# Hey Tbyrne..Do you guys have the SLO Loudmouth 1 system in stock, and how much?



## sutliffhl21 (Feb 19, 2006)

I was going to drive up from Pa next week and buy it


----------



## chrisGTO (Nov 26, 2005)

I doubt he will, im pretty sure he has to order the stuff, after you make the order. I bet he has zero overhead. I could be wrong, but when my z28 friend orders his stuff, it takes forever cause tbyne has to order the stuff for him. Around x-mas slp does 10% off, and free shipping, if you can wait. hahaha :cheers


----------



## RADIO (Jun 30, 2006)

Try pm'ing them, you'll get a faster response.:cheers


----------



## tbyrne (Feb 26, 2005)

Zero overhead sure would be nice at times but we usually have about $200k worth of products in stock (mostly the popular part numbers). You didn't way what year your car is.
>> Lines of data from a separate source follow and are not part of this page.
PR #2770, opened 2026-07-15
docs: Update best practices for PPE Actors and mention negative profit

### LINKED ISSUE #2634: Clarify how to deal with negative profit
Update https://docs.apify.com/platform/actors/publishing/monetize 
- Add more thorough explanations to Actor events, memory limits, respecting user spending limits
- Add some kind of troubleshooting section that explains possible reasons for negative profit and how to deal with it
- Split the topic into more manageable chunks

szaganek:
- Adds a section on events
- Adds a section on graceful abort
- Adds a section on avoiding negative profit
- Extends the section on respecting user limits 
- Removes fluff and repeated info 

Preview: https://pr-2770.preview.docs.apify.com/actors/publishing/monetize/pay-per-event

Closes #2634.

### DIFF
--- a/sources/platform/actors/publishing/monetize/pay_per_event.mdx
+++ b/sources/platform/actors/publishing/monetize/pay_per_event.mdx
@@ -129,6 +129,14 @@ The Apify platform enforces this limit. Once it's reached, `Actor.charge()` and 
 
 To protect your profits, finish the Actor run once charges reach the user's limit.
 
+:::tip Set a minimum for the user limit
+
+To prevent users from setting the maximum cost for the run too low, set the minimum value during the [monetization setup](/actors/publishing/monetize#set-up-monetization). For example, you can use it to cover the price of starting the Actor and producing one result.
+
+The minimum value is stored by the `minimalMaxTotalChargeUsd` property.
+
+:::
+
 For both custom and synthetic events, Apify SDKs return a `ChargeResult` from every `Actor.charge()` and `Actor.pushData()` call. The user spending limit is available in your Actor code as the `ACTOR_MAX_TOTAL_CHARGE_USD` [environment variable](/actors/development/programming-interface/environment-variables), and `ChargeResult` already accounts for it. Inspect its properties to decide when to stop the run:
 
 | Property | Description |
@@ -139,14 +147,14 @@ For both custom and synthetic events, Apify SDKs return a `ChargeResult` from ev
 
 :::caution The limit is per run, not per user
 
-`ACTOR_MAX_TOTAL_CHARGE_USD` and the `ChargeResult` limit apply to a single run. If a user starts many runs at once, your aggregate platform costs can grow beyond what a single run's limit suggests. To protect your profit, [set memory limits](#memory-limits) and keep per-event platform costs low.
+`ACTOR_MAX_TOTAL_CHARGE_USD` and the `ChargeResult` limit apply to a single run, not to a user's total spending. If a user starts many runs at once, your combined platform costs across all runs can grow beyond what a single run's limit suggests. To protect your profit, [set memory limits](#memory-limits) and keep per-event platform costs low.
 
 :::
 
 Make sure to:
 
-- Charge for work as soon as it's done, not in a large batch at the end. If the run is stops early, unbilled work is lost.
-- Prefer charging one unit at a time over batching with `count`, so a partial charge can't leave produced results unpaid.
+- Charge for work as soon as it's done, not in a large batch at the end. If the run stops early, produced results don't get charged.
+- Charge for results after they're saved and available for users. Don't bill users for what they can't access, for example if a run gets aborted.
 - Finish the run once `eventChargeLimitReached` is `true`.
 
 :::tip Consider using `ChargingManager`
@@ -289,7 +297,7 @@ Apify recommends using the synthetic `apify-actor-start` event in all Actors. It
 
 The `apify-actor-start` synthetic event works as follows:
 
-- It's enabled by default for all new PPE Actors. For existing Actors, you can enable it in Apify Console.
+- It's available by default for all new PPE Actors. For existing Actors, you can enable it in Apify Console.
 - Apify automatically charges the event. Don't manually charge the event in your Actor code, as it will fail.
 - The default price of the event is $0.00005, which equals to $0.05 per 1,000 starts. To keep your Actor competitive, Apify recommends keeping the default price.
 - The number of events charged depends on the amount of memory allocated to the run. Up to and including 1 GB of RAM, the event is charged once. Then, it's charged once for each extra GB of memory. For example:
--- a/sources/platform/actors/publishing/monetize/pay_per_event.mdx
+++ b/sources/platform/actors/publishing/monetize/pay_per_event.mdx
@@ -125,7 +125,7 @@ You can also call the [Charge events in run](/api/v2/post-charge-run) API endpoi
 
 Your Actor users can set the maximum cost for the run in Apify Console or with the API. It helps users control their spending, as they won't be billed beyond the limit.
 
-The Apify platform enforces this limit. Once it's reached, `Actor.charge()` and `Actor.pushData()` stop charging and pushing data, but your Actor keeps running, consuming platform resources, and producing results that are no longer billed.
+The Apify platform enforces this limit. Once it's reached, `Actor.charge()` stop charging and `Actor.pushData()` stops pushing data over the limit. The platform then aborts the run automatically. However, the run keeps consuming platform resources for a short time before it stops. For details, see [Handle graceful shutdown](#handle-graceful-shutdown).
 
 To protect your profits, finish the Actor run once charges reach the user's limit.
 
@@ -137,7 +137,12 @@ The minimum value is stored by the `minimalMaxTotalChargeUsd` property.
 
 :::
 
-For both custom and synthetic events, Apify SDKs return a `ChargeResult` from every `Actor.charge()` and `Actor.pushData()` call. The user spending limit is available in your Actor code as the `ACTOR_MAX_TOTAL_CHARGE_USD` [environment variable](/actors/development/programming-interface/environment-variables), and `ChargeResult` already accounts for it. Inspect its properties to decide when to stop the run:
+The user spending limit is available in your Actor code as the `ACTOR_MAX_TOTAL_CHARGE_USD` [environment variable](/actors/development/programming-interface/environment-variables), and `ChargeResult` already accounts for it. Returning a `ChargeResult` depends on the event type:
+
+- For custom events, `Actor.charge()` and `Actor.pushData()` called with an event name always return a `ChargeResult`.
+- For synthetic events, pushing datasets items is charged automatically. In the Python SDK, `Actor.pushData()` returns a `ChargeResult`. In the JavaScript SDK, `Actor.pushData()` called without an event name returns `void`.
+
+Inspect the `ChargeResult` properties to decide when to stop the run:
 
 | Property | Description |
 | --- | --- |
@@ -226,7 +231,7 @@ When using [Crawlee](https://crawlee.dev/), use `crawler.autoscaledPool.abort()`
 
 ### Handle graceful shutdown
 
-When a user gracefully aborts a run, the platform sends the `aborting` event and force-stops the run 30 seconds later. Use this window to bill for work already done, so an abort doesn't cost you the revenue.
+When a platform or user gracefully aborts a run, the platform sends the `aborting` event and force-stops the run 30 seconds later. Use this window to bill for work already done, so an abort doesn't cost you the revenue.
 
 Apify SDKs already handle the graceful shutdown for you. They listen for `aborting` and call `Actor.exit()` automatically. Register your own `aborting` handler to:
 
--- a/sources/platform/actors/publishing/monetize/pay_per_event.mdx
+++ b/sources/platform/actors/publishing/monetize/pay_per_event.mdx
@@ -38,7 +38,7 @@ You define the events and can set different pricing for each of them.
 
 ### Synthetic events
 
-Sythetic events cover the most common billing patterns. They're predefined by Apify and charged automatically:
+Synthetic events cover the most common billing patterns. They're predefined by Apify and charged automatically:
 
 - [`apify-actor-start`](#synthetic-start-event) covers the costs spent during the first 5 seconds of starting the Actor.
 - [`apify-default-dataset-item`](#synthetic-default-dataset-item-event) charges for each item written to the run's default dataset.
@@ -71,6 +71,7 @@ Only revenue and cost for Apify customers on paid plans are taken into considera
 To make your Actor profitable, price your events so that the revenue covers the platform costs. For details, see [Compute costs for PPE Actors](/actors/publishing/monetize/pricing-and-costs#compute-costs).
 
 If your Actor produces negative profit, make sure to:
+
 - [Set memory limits](#memory-limits).
 - [Respect user spending limits](#respect-user-spending-limits).
 - Enable the [`apify-actor-start` synthetic event](#synthetic-start-event).
@@ -131,7 +132,7 @@ To protect your profits, finish the Actor run once charges reach the user's limi
 For both custom and synthetic events, Apify SDKs return a `ChargeResult` from every `Actor.charge()` and `Actor.pushData()` call. The user spending limit is available in your Actor code as the `ACTOR_MAX_TOTAL_CHARGE_USD` [environment variable](/actors/development/programming-interface/environment-variables), and `ChargeResult` already accounts for it. Inspect its properties to decide when to stop the run:
 
 | Property | Description |
-|----------|-------------|
+| --- | --- |
 | `eventChargeLimitReached` | Checks if the user's limit allows for another charge of the event. |
 | `chargeableWithinLimit` | Indicates how many more of each event you can still charge within the remaining budget. Use it if you have multiple events. |
 | `chargedCount` | Indicates how many events were billed by the call. For batch charges (`count`), it can be lower than you requested. Charges above `chargedCount` are not billed. |
--- a/sources/platform/actors/publishing/monetize/pay_per_event.mdx
+++ b/sources/platform/actors/publishing/monetize/pay_per_event.mdx
@@ -1,31 +1,24 @@
 ---
-title: Pay per event
+title: Pay per event pricing model
 description: Learn how to monetize your Actor with pay-per-event (PPE) pricing, charging users for specific actions like Actor starts, dataset items, or API calls.
 slug: /actors/publishing/monetize/pay-per-event
 sidebar_position: 1.1
+sidebar_label: Pay per event
 ---
 
 import Tabs from '@theme/Tabs';
 import TabItem from '@theme/TabItem';
 
-The pay per event (PPE) pricing model offers a flexible monetization option for Actors on Apify Store:
 
-- You can charge users based on specific events triggered programmatically by your Actor's code. Common events include starting an Actor, creating a dataset item, or calling an external API.
-- You can define different pricing for individual events.
-- You can charge for specific events directly from your Actor using the [JS](/sdk/js/reference/class/Actor#charge) or [Python](/sdk/python/reference/class/Actor#charge) SDK, or by calling the [PPE charging API](/api/v2/post-charge-run) directly.
+The pay per event (PPE) pricing model offers a flexible monetization option for Actors on Apify Store. The key benefits are:
 
-See the key benefits of the PPE pricing model:
-
-| Category | Pay per event (PPE) |
-| --- | --- |
-| Revenue scalability | Unlimited, scales with usage |
-| AI/MCP compatibility | ✅ Fully compatible |
-| User cost predictability | Predictable |
-| Store discounts | ✅ Store discounts available |
-| Marketing boost | Priority store placement |
-| Commission opportunities | Standard 20% |
-| Custom event billing | ✅ Charge for any event |
-| Per-result billing | Optional (via event; automatic via `apify-default-dataset-item`) |
+- Unlimited revenue scalability
+- AI/MCP compatibility
+- Predictable user costs
+- Store discounts
+- Standard 20% commission
+- Custom event billing
+- Per-result billing (optional)
 
 :::tip Additional benefits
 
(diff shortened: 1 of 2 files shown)


lisvrijsen (commented):
Looks and reads really good. Huge improvement!

What do you think about explicitly stating that the developer should test their Actor with an invalid input? Just charging for an invalid input doesn't necessarily cover the entire platform cost. If the Actor takes 10 min to handle the invalid input, and it charges for 1 event only, then the cost is still a lot higher.

novotnyj (approved):

sources/platform/actors/publishing/monetize/pay_per_event.mdx
```diff
@@ -1,61 +1,93 @@
...
-| Store discounts | ✅ Store discounts available |
-| Marketing boost | Priority store placement |
-| Commission opportunities | Standard 20% |
-| Custom event billing | ✅ Charge for any event |
-| Per-result billing | Optional (via event; automatic via `apify-default-dataset-item`) |
+- Unlimited revenue scalability
+- AI/MCP compatibility
+- Predictable user costs
+- Store discounts
+- Standard 20% commission
```
stetizu1: Not sure if this is actually the benefit, but I see it was presented like that 😅

sources/platform/actors/publishing/monetize/pay_per_event.mdx
```diff
@@ -1,61 +1,93 @@
...
+- Custom event billing
+- Per-result billing (optional)
```
stetizu1: I would skip this / maybe replace with something like `2 auto-charged events available (optional)` - this was probably used as a comparison with PPR and now it does not mean much standalone

sources/platform/actors/publishing/monetize/pay_per_event.mdx
```diff
@@ -1,61 +1,93 @@
...
-| User cost predictability | Predictable |
-| Store discounts | ✅ Store discounts available |
-| Marketing boost | Priority store placement |
-| Commission opportunities | Standard 20% |
-| Custom event billing | ✅ Charge for any event |
-| Per-result billing | Optional (via event; automatic via `apify-default-dataset-item`) |
+- Unlimited revenue scalability
+- AI/MCP compatibility
+- Predictable user costs
+- Store discounts
```
stetizu1: Maybe `Store discounts available`? They are still optional. but it is more important to communicate why are store discounts a benefit

sources/platform/actors/publishing/monetize/pay_per_event.mdx
```diff
@@ -1,61 +1,93 @@
...
 
 :::
 
-## How is profit computed
+## About events
+
+An event is a specific, measurable action that your Actor triggers programmatically and charges the user for. The most common events include:
+
+- Starting an Actor.
+- Creating a dataset item.
```
stetizu1: Both events above are actually default synthetic events - so maybe chose different exaples also?, maybe `add result to key-value store`, `scrape additional data` - you may search store for inspiration, but I would not use the default events.

I personally drop both and add something like
- Create one result
if you want them semi-represented here (but no tso specific

sources/platform/actors/publishing/monetize/pay_per_event.mdx
```diff
@@ -1,61 +1,93 @@
...
+- Calling an external API.
+
+You define the events and can set different pricing for each of them.
```
stetizu1: `set different pricing for each of them` is a bit obvious part - but user can also set different prices for different `tiers` - user plans. Maybe this is the place to briefly mention it in the sentence?

sources/platform/actors/publishing/monetize/pay_per_event.mdx
```diff
@@ -1,61 +1,93 @@
...
+
+### Synthetic events
+
+Synthetic events cover the most common billing patterns. They're predefined by Apify and charged automatically:
```
stetizu1: `most common` does not align that much with the move to standby and non-scraping use-cases. I would more focus on - predefined events that do not require any code for charging / charge automatically.

sources/platform/actors/publishing/monetize/pay_per_event.mdx
```diff
@@ -1,61 +1,93 @@
...
+
+- [`apify-actor-start`](#synthetic-start-event) covers the costs spent during the first 5 seconds of starting the Actor.
+- [`apify-default-dataset-item`](#synthetic-default-dataset-item-event) charges for each item written to the run's default dataset.
+
+You can adjust or remove synthetic events in Apify Console.
```
stetizu1: `adjust` is very flexible here, I would say 'the thought of'
These events are optional and if you use them, you can set their prices

sources/platform/actors/publishing/monetize/pay_per_event.mdx
```diff
@@ -1,61 +1,93 @@
...
+- Creating a dataset item.
+- Calling an external API.
+
+You define the events and can set different pricing for each of them.
+
+### Synthetic events
+
+Synthetic events cover the most common billing patterns. They're predefined by Apify and charged automatically:
+
+- [`apify-actor-start`](#synthetic-start-event) covers the costs spent during the first 5 seconds of starting the Actor.
```
stetizu1: I am missing info on when it is charged. Covering cost is nice, but the main point is that 1 `apify-actor-start` is charged per 1 GB of RAM used to run the Actor. The 5second cover is actually 'tiny' and just a very small info/advantage of using this event

sources/platform/actors/publishing/monetize/pay_per_event.mdx
```diff
@@ -1,61 +1,93 @@
...
+- [`apify-default-dataset-item`](#synthetic-default-dataset-item-event) charges for each item written to the run's default dataset.
```
stetizu1: I would maybe stress that it is only default dataset in some () or so - devs get confused here sometimes. You need custom events for different datasets

sources/platform/actors/publishing/monetize/pay_per_event.mdx
```diff
@@ -1,61 +1,93 @@
...
+
+You can adjust or remove synthetic events in Apify Console.
+
+### Custom events
+
+To charge users for the unique value that your Actor delivers, define custom events. You name each event, describe it, set its price, and charge it from your Actor's code.
```
stetizu1, line 43: Not sure where to mention tiered pricing, but I would hide it in all these sentences with more explanation below

sources/platform/actors/publishing/monetize/pay_per_event.mdx
```diff
@@ -1,61 +1,93 @@
...
 
 :::note Negative profit isolation
 
-An Actor's negative net profit does not affect the positive profit of another Actor. For aggregation purposes, any Actor with a negative net profit is considered to have a profit of $0.
+An Actor's negative net profit doesn't affect the positive profit of another Actor. For aggregation purposes, an Actor with a negative net profit is considered to have a profit of $0.
 
-- _Previously:_ `Total Profit = (-$90) + $100 = $10`
-- _Now:_ `Total Profit = $0 + $100 = $100`
+- Before: `Total profit = (-$90) + $100 = $10`
+- Now: `Total profit = $0 + $100 = $100`
```
stetizu1: I would be scared of "before" here - before when? What information this gives in past one year?

sources/platform/actors/publishing/monetize/pay_per_event.mdx
```diff
@@ -81,16 +113,45 @@ To pass platform usage costs on to users, in the **Actor pricing** step of the [
...
 
-The `eventChargeLimitReached` property checks if the user's limit allows for another charge of this event. If you have multiple events, analyze the `chargeableWithinLimit` property to see if other events can still be charged before stopping the Actor.
+### Respect user spending limits
 
-:::info ACTOR_MAX_TOTAL_CHARGE_USD environment variable
+Your Actor users can set the maximum cost for the run in Apify Console or with the API. It helps users control their spending, as they won't be billed beyond the limit.
 
-All pricing models support a spending limit set through the Apify Console or API. This limit is available in your Actor code as the `ACTOR_MAX_TOTAL_CHARGE_USD` [environment variable](/actors/development/programming-interface/environment-variables), which contains the user's maximum total cost for the run.
-The Apify SDK's `ChargeResult` respects the user set limit already.
+The Apify platform enforces this limit. Once it's reached, `Actor.charge()` and `Actor.pushData()` stop charging and pushing data, but your Actor keeps running, consuming platform resources, and producing results that are no longer billed.
```
stetizu1: It does stop charging, but I think it won't stop pushing data. Also Actor will be "gracefully aborted", it does not continue to run indefinitely, it just take some time when it is aborting gracefully (it has time to not loose data) - so it is still better handled when user handle it, not platform. But it creates just a slight excess.

sources/platform/actors/publishing/monetize/pay_per_event.mdx
```diff
@@ -81,16 +113,45 @@ To pass platform usage costs on to users, in the **Actor pricing** step of the [
...
+
+To protect your profits, finish the Actor run once charges reach the user's limit.
+
```
stetizu1, line 124: I would also mention here that you can set "minimum " for this value - minimal maxCostPerRun that will set the minimal price where run results in any meaningful output. It can be for example set to "1 start + 1 result".

sources/platform/actors/publishing/monetize/pay_per_event.mdx
```diff
@@ -81,16 +113,45 @@ To pass platform usage costs on to users, in the **Actor pricing** step of the [
...
+For both custom and synthetic events, Apify SDKs return a `ChargeResult` from every `Actor.charge()` and `Actor.pushData()` call. The user spending limit is available in your Actor code as the `ACTOR_MAX_TOTAL_CHARGE_USD` [environment variable](/actors/development/programming-interface/environment-variables), and `ChargeResult` already accounts for it. Inspect its properties to decide when to stop the run:
```
stetizu1: I am not sure Apify SDK Actor.pushData() returns anything. Please double-check with tooling on this.

sources/platform/actors/publishing/monetize/pay_per_event.mdx
```diff
@@ -81,16 +113,45 @@ To pass platform usage costs on to users, in the **Actor pricing** step of the [
...
+
+| Property | Description |
+| --- | --- |
+| `eventChargeLimitReached` | Checks if the user's limit allows for another charge of the event. |
+| `chargeableWithinLimit` | Indicates how many more of each event you can still charge within the remaining budget. Use it if you have multiple events. |
+| `chargedCount` | Indicates how many events were billed by the call. For batch charges (`count`), it can be lower than you requested. Charges above `chargedCount` are not billed. |
+
+:::caution The limit is per run, not per user
+
+`ACTOR_MAX_TOTAL_CHARGE_USD` and the `ChargeResult` limit apply to a single run. If a user starts many runs at once, your aggregate platform costs can grow beyond what a single run's limit suggests. To protect your profit, [set memory limits](#memory-limits) and keep per-event platform costs low.
```
stetizu1: I am not even sure I fully understand this 😅

sources/platform/actors/publishing/monetize/pay_per_event.mdx
```diff
@@ -81,16 +113,45 @@ To pass platform usage costs on to users, in the **Actor pricing** step of the [
...
+
+:::
+
+Make sure to:
+
+- Charge for work as soon as it's done, not in a large batch at the end. If the run is stops early, unbilled work is lost.
```
stetizu1: > If the run is stops early, unbilled work is lost.

Probably missclick 😅 Also 'work is not lost' - charging is. Things are not charged

sources/platform/actors/publishing/monetize/pay_per_event.mdx
```diff
@@ -81,16 +113,45 @@ To pass platform usage costs on to users, in the **Actor pricing** step of the [
...
+- Prefer charging one unit at a time over batching with `count`, so a partial charge can't leave produced results unpaid.
```
stetizu1: This says a bit the same thing as previous one. What am I missing there is description that charge should always be after result is somehow saved for users so you never charge for something that can be "not given" to user, for example by ending run early. This could end up in disputes where we would return money to the customer. Just a good practice.

sources/platform/actors/publishing/monetize/pay_per_event.mdx
```diff
@@ -81,16 +113,45 @@ To pass platform usage costs on to users, in the **Actor pricing** step of the [
...
+- Finish the run once `eventChargeLimitReached` is `true`.
+
+:::tip Consider using `ChargingManager`
+
+If charging happens in multiple places across your code, or when you use a crawler where you don't directly control the main loop, you can use the `ChargingManager` to check the remaining budget periodically instead of inspecting every `ChargeResult`.
```
stetizu1: `crawler` - I would say with move to agentic, I would just say `Actor`? We should focus on our docs to not be so scrape-focused

sources/platform/actors/publishing/monetize/pay_per_event.mdx
```diff
@@ -151,42 +212,92 @@ async def main():
 
 :::note Crawlee integration and spending limits
 
-When using [Crawlee](https://crawlee.dev/), use `crawler.autoscaledPool.abort()` instead of `Actor.exit()` to gracefully finish the crawler and allow the rest of your code to process normally.
+When using [Crawlee](https://crawlee.dev/), use `crawler.autoscaledPool.abort()` instead of `Actor.exit()` to gracefully finish the crawler and let the rest of your code run normally.
 
 :::
 
-## Best practices for PPE Actors
+### Handle graceful shutdown
```
stetizu1, line 225: Exactly here - this is also called when charged limit is reached. And one of the reasons for "work first, charge later" I just mentioned

sources/platform/actors/publishing/monetize/pay_per_event.mdx
```diff
@@ -151,42 +212,92 @@ async def main():
...
+:::caution Non-graceful aborts are default behavior
+
+A non-graceful abort stops the run immediately, without emitting `aborting`, so your handler never runs. Don't rely on it and charge for work as soon as it's done. For details, see [Respect user spending limits](#respect-user-spending-limits).
 
 :::
 
-Starting an Actor takes time, and creates additional cost for the Actor creator, because the profit equals revenue minus platform costs.
+### Use `apify-actor-start` {#synthetic-start-event}
+
+The `apify-actor-start` synthetic event reduces your startup costs and makes your Actor pricing more competitive. When enabled, Apify covers the compute cost of the first 5 seconds of every run.
```
stetizu1, line 288: yep, info is probably enough here, maybe no need to mention above that we are waiving the first 5 secs

sources/platform/actors/publishing/monetize/pay_per_event.mdx
```diff
@@ -151,42 +212,92 @@ async def main():
...
 
-#### How the synthetic start event works
+The `apify-actor-start` synthetic event works as follows:
 
-- The Apify Actor start event is _automatically enabled_ for all new PPE Actors. For existing Actors, you can enable it in Apify Console.
-- Apify _automatically charges_ the event.
-  - You must _not_ manually charge for the synthetic start event (`apify-actor-start`) in your Actor code. If you attempt to charge this event yourself, the operation will fail.
-- The default price of the event is _$0.00005_, which equals _$0.05 per 1,000 starts_. We recommend keeping the default price to keep your Actors competitive.
-- The number of events charged _depends on the memory_ of the Actor run. Up to and including 1 GB of RAM, the event is charged once. Then it's charged once for each extra GB of memory. For example:
+- It's enabled by default for all new PPE Actors. For existing Actors, you can enable it in Apify Console.
```
stetizu1: I am not sure what "enabled by default" means here. I would say that you can see it when setting your actor info for the first time. If you already have pricing set without it, you can re-show it by filling `apify-actor-start` to the name field.

[future]: We will change this at some point to be always visible

sources/platform/actors/publishing/monetize/pay_per_event.mdx
```diff
@@ -198,33 +309,32 @@ For existing Actors, you can add this event manually:
...
 1. Complete the remaining event details: title, description, and price.
 
-#### Synthetic start event for Actors with start event
+#### Actors with a custom start event
 
-Your Actor might already have a start event defined, such as `actor-start` or another variant of the event name. In this case, you can choose whether to use the synthetic start event or keep the existing start event.
+Your Actor can't use both the synthetic and custom start events.
 
-If you want to use the synthetic start event, remove the existing start event from your Actor and add the synthetic start event in Apify Console in the **Publication** tab.
+To use the synthetic event, remove the existing custom event from your Actor in Apify Console.
```
stetizu1, line 322: Well, I guess, but there is no thing implemented to really stop you. But it is definitely bad practice

sources/platform/actors/publishing/monetize/pay_per_event.mdx
```diff
@@ -319,32 +433,30 @@ async def main():
...
-### Keep pricing simple with fewer events
-
-Try to limit the number of events. Fewer events make it easier for users to understand your pricing and predict their costs.
+### Keep pricing simple
 
-### Make events produce visible results {#actor-events}
+Limit the number of events. Fewer events make it easier for users to understand your pricing and predict the costs.
 
-For Actors that produce data, events should map to something concrete in the user's dataset or storage.
+Avoid cases where producing a single result triggers too many events. It makes your Actor more expensive.
```
stetizu1, line 446: Hmm, this goes against our google maps scraper 😅 Do we want to present this? It seems like common knowledge.

sources/platform/actors/publishing/monetize/pay_per_event.mdx
```diff
@@ -319,32 +433,30 @@ async def main():
...
+You can still implement events that don't produce tangible results, such as running AI workflows or processing external API calls. In such cases, inform users about actions performed by your Actor by displaying a status message or pushing a record to the dataset. It helps users understand what actions they were charged for.
 
-:::note Additional context
+The following examples show clear mapping of events to results:
 
-You can display a status message or push a record to the dataset to inform users about non-data actions performed by your Actor. This helps users understand what actions were charged for, even if those actions do not produce tangible output.
+- `post` event: Each charge adds one social media post to the dataset.
+- `profile` event: Each charge adds one user profile to the dataset.
+- `processed-image` event: Each charge adds one processed image to the dataset.
+- `ai-analysis` event: Each charge processes one document through an AI workflow. It doesn't produce an output, but processing is still valuable.
```
stetizu1: Well it produces the output - output is the analysis. We want to show everything to the user, but one line in the dataset can have different columns and charges based on columns - as per GMaps scraper.

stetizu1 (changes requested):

Which part # are you looking for? 

Thanks!











*ORDER LINE - 1-877-4-TBYRNE (1-877-482-9763)
E-MAIL - [email protected] *

*CHECK OUR WEBSITE FOR CURRENT SPECIALS and PRICE MATCH PLUS POLICY! *

*WE HAVE YOUR FORCED INDUCTION NEEDS COVERED WITH - ATI, VORTECH AND MAGNUSON SUPERCHARGERS ALONG WITH STS TURBOS!*


----------



## sutliffhl21 (Feb 19, 2006)

SLP 31560 or 31561

loudmouth or loudmouth 2


----------



## tbyrne (Feb 26, 2005)

Don't have those right now but we do have a bunch of the 31061-

Exhaust System, 2004 GTO "Loud Mouth II" w/PowerFlo-X Crossover Pipe


----------



## Zorro (Jul 26, 2006)

*Hmmmmmmmmmmm...*

Not working out of your house garage anymore I see - Buisness must be GOOD or as Tony the Tiger would say GRRRRRRRRRRRRRRRRRREAT...


----------



## tbyrne (Feb 26, 2005)

There was a building on the same property that was used for the business years ago. Been at the new location for awhile. My old house was leveled, added onto the foundation and oversized Colonial was built. Had that attached to garage. I kept the two lifts in there for my personal use so I don't have to goto the shop to work on my toys. 

Been doing ok


----------



## Zorro (Jul 26, 2006)

*+++++*

Super - sounds like your doing well. I just sent you a message asking about the best LT's and the such - I'm in VT now - Let's see I'll test your memory, I used to have a 1997 Camaro SS, 2003 ZO6 you sold me some stingers, a 2003 Sonic blue Lightning, was in the LE field with the State... came to pick up merchandise and visit your shop a couple of times - first name Mike.:seeya:


----------